### What the task requires:
Look for the word "https" in the material below. Copy each line that has it.
···
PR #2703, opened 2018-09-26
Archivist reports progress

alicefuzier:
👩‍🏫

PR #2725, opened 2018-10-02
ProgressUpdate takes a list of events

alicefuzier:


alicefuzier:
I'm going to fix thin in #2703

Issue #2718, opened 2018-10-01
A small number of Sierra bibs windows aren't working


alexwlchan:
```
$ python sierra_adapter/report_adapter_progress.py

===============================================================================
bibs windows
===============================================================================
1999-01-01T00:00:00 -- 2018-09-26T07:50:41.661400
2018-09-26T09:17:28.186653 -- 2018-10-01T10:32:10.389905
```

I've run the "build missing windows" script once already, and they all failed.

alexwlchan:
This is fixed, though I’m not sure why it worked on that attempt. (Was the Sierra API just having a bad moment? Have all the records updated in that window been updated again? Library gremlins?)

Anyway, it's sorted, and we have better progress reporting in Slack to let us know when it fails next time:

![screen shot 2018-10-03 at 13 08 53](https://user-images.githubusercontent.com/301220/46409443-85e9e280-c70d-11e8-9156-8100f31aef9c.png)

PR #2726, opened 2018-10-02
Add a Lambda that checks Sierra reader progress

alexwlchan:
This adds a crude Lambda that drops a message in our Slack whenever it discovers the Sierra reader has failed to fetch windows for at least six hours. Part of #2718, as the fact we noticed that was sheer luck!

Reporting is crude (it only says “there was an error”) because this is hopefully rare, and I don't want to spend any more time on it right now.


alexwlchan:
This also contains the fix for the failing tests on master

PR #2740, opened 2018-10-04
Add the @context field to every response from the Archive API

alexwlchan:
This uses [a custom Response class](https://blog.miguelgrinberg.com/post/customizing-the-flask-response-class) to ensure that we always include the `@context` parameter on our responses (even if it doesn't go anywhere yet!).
···
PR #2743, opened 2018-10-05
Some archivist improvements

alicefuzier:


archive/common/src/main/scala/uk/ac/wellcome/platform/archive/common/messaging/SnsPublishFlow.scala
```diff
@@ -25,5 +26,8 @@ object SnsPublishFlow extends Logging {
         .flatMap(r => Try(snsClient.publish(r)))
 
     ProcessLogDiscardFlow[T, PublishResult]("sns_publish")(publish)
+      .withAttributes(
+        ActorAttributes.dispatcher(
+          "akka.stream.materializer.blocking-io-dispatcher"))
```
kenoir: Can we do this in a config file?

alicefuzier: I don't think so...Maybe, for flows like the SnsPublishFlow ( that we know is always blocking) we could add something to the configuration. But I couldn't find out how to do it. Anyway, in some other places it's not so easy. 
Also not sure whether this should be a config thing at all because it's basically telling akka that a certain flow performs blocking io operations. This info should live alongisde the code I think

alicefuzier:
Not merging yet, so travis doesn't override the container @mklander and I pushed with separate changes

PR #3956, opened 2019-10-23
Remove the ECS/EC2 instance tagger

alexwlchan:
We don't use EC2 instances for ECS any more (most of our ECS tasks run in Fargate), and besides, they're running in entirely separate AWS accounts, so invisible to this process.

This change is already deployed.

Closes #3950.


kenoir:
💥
···
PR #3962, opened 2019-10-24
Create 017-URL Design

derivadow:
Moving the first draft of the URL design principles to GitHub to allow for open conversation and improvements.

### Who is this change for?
···
### Expected answer:
![screen shot 2018-10-03 at 13 08 53](https://user-images.githubusercontent.com/301220/46409443-85e9e280-c70d-11e8-9156-8100f31aef9c.png)
This uses [a custom Response class](https://blog.miguelgrinberg.com/post/customizing-the-flask-response-class) to ensure that we always include the `@context` parameter on our responses (even if it doesn't go anywhere yet!).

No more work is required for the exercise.